Stored items from a collection
++++++++++

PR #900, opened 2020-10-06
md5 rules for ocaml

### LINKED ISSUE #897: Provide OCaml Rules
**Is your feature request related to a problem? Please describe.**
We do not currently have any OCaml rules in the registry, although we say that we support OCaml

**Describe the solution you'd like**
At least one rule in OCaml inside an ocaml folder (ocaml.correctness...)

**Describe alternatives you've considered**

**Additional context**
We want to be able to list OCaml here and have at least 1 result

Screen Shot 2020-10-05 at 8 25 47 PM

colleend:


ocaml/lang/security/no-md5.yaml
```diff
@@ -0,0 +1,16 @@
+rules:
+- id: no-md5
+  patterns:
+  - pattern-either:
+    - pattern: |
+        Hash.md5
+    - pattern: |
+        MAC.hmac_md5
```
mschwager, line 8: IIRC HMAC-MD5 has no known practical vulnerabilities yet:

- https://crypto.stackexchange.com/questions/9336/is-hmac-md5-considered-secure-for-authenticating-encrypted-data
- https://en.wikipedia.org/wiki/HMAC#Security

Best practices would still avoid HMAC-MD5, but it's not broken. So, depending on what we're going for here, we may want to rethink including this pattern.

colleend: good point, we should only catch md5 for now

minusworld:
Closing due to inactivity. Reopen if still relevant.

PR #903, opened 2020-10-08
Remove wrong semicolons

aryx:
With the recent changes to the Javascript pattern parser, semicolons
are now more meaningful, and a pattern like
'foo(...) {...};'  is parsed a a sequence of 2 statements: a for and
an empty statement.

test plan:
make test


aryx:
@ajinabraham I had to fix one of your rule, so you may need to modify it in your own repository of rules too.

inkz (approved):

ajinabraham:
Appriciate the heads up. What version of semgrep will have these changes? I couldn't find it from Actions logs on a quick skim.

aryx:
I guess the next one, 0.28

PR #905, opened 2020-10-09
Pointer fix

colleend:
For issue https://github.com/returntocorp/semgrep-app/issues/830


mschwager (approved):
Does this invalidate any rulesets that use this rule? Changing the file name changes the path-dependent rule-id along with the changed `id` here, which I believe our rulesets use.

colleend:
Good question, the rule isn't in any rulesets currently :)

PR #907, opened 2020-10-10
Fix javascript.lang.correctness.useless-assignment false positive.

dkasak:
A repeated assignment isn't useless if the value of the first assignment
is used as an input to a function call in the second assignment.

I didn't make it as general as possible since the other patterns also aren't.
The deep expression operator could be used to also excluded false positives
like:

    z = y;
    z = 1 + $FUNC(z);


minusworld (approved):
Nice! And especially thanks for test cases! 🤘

++++++++++

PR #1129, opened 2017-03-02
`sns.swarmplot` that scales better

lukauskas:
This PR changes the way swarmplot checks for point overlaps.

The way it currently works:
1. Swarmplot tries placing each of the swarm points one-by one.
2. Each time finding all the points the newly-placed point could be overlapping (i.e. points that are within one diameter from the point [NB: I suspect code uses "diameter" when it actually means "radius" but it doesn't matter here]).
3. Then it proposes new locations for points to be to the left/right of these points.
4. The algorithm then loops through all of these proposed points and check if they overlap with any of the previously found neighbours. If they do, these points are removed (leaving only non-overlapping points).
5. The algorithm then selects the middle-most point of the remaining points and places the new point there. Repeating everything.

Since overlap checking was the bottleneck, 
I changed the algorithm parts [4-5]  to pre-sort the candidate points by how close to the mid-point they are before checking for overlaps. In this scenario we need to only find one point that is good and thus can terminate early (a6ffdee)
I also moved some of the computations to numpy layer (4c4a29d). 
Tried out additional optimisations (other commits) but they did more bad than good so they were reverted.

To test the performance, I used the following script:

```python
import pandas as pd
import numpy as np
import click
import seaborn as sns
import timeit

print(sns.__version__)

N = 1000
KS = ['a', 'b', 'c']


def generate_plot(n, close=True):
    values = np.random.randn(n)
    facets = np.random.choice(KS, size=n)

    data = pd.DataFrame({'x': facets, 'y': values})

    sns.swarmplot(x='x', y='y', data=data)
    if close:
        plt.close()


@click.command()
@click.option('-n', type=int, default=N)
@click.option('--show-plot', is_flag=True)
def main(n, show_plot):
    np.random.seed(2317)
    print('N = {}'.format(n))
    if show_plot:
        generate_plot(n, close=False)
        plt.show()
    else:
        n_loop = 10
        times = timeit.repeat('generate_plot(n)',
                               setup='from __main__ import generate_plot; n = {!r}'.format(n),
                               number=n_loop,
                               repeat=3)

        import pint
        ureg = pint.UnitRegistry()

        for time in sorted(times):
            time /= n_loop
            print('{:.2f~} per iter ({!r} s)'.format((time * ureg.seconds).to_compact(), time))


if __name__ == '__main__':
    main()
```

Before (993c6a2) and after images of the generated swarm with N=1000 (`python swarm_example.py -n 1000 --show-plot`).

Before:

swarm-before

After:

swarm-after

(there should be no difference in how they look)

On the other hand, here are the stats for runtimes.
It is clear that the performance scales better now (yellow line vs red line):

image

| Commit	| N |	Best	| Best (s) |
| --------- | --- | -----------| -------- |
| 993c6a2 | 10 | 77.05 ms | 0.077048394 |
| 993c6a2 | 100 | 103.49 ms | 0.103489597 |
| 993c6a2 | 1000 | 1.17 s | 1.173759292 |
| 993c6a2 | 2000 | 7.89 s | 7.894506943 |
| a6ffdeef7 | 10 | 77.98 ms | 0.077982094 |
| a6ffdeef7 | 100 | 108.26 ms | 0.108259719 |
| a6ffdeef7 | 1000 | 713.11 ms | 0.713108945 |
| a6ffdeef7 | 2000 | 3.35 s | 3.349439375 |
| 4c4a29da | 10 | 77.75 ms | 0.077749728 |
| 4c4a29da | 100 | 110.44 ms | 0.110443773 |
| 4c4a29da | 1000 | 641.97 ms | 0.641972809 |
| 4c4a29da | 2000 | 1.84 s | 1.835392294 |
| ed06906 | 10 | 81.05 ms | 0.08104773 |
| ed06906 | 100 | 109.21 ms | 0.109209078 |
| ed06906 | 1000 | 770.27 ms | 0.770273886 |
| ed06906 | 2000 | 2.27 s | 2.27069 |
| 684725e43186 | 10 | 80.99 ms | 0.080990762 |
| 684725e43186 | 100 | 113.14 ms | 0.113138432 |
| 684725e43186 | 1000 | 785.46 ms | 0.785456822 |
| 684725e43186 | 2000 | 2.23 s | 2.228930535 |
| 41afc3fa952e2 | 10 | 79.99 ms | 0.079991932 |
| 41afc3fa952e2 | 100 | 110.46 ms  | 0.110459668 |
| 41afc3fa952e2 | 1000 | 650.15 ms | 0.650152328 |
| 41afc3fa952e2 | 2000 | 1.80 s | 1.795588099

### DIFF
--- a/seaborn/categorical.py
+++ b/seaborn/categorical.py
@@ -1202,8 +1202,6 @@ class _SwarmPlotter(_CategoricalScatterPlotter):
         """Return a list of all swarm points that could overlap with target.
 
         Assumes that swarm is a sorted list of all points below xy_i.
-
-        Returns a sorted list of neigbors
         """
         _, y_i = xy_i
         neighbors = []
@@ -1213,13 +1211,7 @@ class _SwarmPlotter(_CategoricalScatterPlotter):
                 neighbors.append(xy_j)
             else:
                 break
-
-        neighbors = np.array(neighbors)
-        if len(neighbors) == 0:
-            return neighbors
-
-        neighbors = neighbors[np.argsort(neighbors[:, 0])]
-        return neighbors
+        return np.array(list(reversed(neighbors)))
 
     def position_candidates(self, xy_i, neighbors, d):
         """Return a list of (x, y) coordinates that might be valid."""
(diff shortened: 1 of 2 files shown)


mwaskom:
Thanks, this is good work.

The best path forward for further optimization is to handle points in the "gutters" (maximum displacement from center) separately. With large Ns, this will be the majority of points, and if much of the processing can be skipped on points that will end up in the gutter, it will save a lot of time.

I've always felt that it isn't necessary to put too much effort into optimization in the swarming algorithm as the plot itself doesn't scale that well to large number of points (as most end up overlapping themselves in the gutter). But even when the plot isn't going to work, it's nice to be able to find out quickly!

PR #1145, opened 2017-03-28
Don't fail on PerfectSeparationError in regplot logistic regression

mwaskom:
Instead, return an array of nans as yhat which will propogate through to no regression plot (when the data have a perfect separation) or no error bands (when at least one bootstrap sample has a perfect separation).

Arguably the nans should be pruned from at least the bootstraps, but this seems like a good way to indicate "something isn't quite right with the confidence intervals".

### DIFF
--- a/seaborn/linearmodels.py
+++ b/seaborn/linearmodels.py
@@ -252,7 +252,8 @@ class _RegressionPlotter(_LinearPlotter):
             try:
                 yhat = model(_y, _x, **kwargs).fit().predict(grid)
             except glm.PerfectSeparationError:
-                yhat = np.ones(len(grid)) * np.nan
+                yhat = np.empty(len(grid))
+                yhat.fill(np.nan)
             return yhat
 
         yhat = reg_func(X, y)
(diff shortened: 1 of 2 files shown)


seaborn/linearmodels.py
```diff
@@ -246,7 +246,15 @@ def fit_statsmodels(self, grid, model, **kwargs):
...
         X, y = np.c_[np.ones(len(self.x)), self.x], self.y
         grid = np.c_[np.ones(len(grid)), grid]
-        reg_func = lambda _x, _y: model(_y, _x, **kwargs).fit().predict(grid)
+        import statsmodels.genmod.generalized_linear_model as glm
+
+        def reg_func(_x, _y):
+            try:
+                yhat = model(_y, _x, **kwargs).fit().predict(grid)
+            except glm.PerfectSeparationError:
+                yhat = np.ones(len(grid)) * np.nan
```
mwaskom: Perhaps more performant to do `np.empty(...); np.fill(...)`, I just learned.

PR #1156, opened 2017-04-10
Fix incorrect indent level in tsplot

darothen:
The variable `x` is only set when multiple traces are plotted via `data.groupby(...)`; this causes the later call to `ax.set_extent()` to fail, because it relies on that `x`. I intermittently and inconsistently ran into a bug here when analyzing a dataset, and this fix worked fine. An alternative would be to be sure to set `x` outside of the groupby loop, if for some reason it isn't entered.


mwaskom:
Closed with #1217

++++++++++

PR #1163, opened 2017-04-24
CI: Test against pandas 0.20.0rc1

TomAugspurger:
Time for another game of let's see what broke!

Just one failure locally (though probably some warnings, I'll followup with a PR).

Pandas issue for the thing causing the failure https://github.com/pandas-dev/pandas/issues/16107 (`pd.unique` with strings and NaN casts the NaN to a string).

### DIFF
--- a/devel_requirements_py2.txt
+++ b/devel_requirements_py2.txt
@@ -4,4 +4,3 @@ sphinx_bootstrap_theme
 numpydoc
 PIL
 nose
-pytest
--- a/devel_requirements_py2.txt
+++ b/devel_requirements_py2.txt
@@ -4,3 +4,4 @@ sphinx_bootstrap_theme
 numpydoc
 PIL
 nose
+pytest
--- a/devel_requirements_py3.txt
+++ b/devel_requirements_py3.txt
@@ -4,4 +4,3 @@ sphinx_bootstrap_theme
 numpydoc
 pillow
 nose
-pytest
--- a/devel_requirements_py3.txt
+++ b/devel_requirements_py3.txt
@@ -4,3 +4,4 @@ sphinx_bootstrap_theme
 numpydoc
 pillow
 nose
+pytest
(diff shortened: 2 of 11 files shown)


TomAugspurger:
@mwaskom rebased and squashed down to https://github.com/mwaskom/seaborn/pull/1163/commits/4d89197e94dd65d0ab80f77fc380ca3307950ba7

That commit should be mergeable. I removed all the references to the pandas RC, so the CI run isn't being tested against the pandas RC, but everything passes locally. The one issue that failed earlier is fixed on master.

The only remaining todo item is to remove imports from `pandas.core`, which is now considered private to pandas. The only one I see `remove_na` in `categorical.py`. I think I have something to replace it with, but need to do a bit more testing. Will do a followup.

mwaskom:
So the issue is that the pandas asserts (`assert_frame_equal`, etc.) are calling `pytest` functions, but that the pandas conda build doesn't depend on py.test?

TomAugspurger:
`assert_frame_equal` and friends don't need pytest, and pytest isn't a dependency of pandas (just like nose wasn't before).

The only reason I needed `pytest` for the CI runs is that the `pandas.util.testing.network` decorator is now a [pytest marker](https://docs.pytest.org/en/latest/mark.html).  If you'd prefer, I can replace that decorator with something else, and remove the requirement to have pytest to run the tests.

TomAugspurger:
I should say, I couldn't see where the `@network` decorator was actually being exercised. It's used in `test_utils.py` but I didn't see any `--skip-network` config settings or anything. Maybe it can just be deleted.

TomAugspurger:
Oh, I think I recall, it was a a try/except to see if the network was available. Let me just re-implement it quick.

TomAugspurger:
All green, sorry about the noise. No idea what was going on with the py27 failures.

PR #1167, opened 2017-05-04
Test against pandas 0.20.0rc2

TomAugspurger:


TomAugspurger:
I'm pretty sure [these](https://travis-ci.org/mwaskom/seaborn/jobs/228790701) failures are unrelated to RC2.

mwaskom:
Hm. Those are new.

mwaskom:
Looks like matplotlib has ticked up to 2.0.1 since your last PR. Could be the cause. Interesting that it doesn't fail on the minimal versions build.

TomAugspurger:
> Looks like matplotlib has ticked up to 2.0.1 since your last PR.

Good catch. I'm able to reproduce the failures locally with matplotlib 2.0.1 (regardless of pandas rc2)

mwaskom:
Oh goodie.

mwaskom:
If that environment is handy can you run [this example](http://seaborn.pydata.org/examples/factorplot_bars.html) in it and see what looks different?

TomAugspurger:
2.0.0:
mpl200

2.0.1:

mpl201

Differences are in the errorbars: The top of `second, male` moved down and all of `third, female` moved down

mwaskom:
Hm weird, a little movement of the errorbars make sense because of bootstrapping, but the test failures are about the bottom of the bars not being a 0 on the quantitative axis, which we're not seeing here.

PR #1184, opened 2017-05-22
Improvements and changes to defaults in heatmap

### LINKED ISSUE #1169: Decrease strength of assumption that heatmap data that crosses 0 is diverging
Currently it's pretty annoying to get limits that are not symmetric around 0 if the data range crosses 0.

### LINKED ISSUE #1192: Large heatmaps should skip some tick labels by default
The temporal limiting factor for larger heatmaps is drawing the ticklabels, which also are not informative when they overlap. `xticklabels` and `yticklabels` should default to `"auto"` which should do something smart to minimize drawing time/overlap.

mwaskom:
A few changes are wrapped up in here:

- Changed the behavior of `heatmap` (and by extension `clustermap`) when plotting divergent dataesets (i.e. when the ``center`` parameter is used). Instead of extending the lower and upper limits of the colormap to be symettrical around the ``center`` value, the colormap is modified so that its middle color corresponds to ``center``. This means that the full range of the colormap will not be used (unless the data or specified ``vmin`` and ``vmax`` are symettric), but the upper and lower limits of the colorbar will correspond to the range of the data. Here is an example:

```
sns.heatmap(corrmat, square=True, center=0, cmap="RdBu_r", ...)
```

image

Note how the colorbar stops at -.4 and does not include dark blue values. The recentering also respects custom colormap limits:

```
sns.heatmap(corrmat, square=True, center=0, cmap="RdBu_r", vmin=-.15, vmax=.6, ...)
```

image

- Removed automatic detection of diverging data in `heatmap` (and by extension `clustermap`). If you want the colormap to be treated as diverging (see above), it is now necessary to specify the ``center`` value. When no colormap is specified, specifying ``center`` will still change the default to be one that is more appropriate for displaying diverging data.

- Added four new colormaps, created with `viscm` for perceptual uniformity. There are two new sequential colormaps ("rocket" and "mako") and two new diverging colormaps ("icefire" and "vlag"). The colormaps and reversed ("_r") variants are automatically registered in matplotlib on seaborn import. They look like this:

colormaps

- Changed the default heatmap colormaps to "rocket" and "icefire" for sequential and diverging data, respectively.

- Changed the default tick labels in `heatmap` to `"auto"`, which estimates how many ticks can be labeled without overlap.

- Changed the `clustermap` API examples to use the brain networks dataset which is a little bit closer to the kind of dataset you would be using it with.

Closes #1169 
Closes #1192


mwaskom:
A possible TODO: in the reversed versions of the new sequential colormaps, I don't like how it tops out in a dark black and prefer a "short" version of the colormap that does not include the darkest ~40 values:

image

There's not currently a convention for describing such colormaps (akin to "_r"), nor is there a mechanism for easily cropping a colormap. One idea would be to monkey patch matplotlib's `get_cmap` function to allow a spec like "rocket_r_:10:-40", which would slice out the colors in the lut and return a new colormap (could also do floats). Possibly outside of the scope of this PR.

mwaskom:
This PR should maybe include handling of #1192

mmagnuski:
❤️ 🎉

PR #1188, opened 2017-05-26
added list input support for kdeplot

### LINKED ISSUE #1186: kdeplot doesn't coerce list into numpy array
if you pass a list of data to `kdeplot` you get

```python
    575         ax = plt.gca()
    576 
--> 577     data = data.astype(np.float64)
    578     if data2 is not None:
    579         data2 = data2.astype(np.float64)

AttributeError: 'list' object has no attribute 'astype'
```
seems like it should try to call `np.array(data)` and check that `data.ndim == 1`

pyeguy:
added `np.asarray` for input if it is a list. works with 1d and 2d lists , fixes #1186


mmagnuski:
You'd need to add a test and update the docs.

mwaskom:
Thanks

++++++++++

— The task —
Beginning at the line above with "nose wasn't before)." and finishing at the line with "### LINKED ISSUE #1169: Decrease", return each line exactly and return nothing else.

— Output below —
`assert_frame_equal` and friends don't need pytest, and pytest isn't a dependency of pandas (just like nose wasn't before).

The only reason I needed `pytest` for the CI runs is that the `pandas.util.testing.network` decorator is now a [pytest marker](https://docs.pytest.org/en/latest/mark.html).  If you'd prefer, I can replace that decorator with something else, and remove the requirement to have pytest to run the tests.

TomAugspurger:
I should say, I couldn't see where the `@network` decorator was actually being exercised. It's used in `test_utils.py` but I didn't see any `--skip-network` config settings or anything. Maybe it can just be deleted.

TomAugspurger:
Oh, I think I recall, it was a a try/except to see if the network was available. Let me just re-implement it quick.

TomAugspurger:
All green, sorry about the noise. No idea what was going on with the py27 failures.

PR #1167, opened 2017-05-04
Test against pandas 0.20.0rc2

TomAugspurger:


TomAugspurger:
I'm pretty sure [these](https://travis-ci.org/mwaskom/seaborn/jobs/228790701) failures are unrelated to RC2.

mwaskom:
Hm. Those are new.

mwaskom:
Looks like matplotlib has ticked up to 2.0.1 since your last PR. Could be the cause. Interesting that it doesn't fail on the minimal versions build.

TomAugspurger:
> Looks like matplotlib has ticked up to 2.0.1 since your last PR.

Good catch. I'm able to reproduce the failures locally with matplotlib 2.0.1 (regardless of pandas rc2)

mwaskom:
Oh goodie.

mwaskom:
If that environment is handy can you run [this example](http://seaborn.pydata.org/examples/factorplot_bars.html) in it and see what looks different?

TomAugspurger:
2.0.0:
mpl200

2.0.1:

mpl201

Differences are in the errorbars: The top of `second, male` moved down and all of `third, female` moved down

mwaskom:
Hm weird, a little movement of the errorbars make sense because of bootstrapping, but the test failures are about the bottom of the bars not being a 0 on the quantitative axis, which we're not seeing here.

PR #1184, opened 2017-05-22
Improvements and changes to defaults in heatmap

### LINKED ISSUE #1169: Decrease strength of assumption that heatmap data that crosses 0 is diverging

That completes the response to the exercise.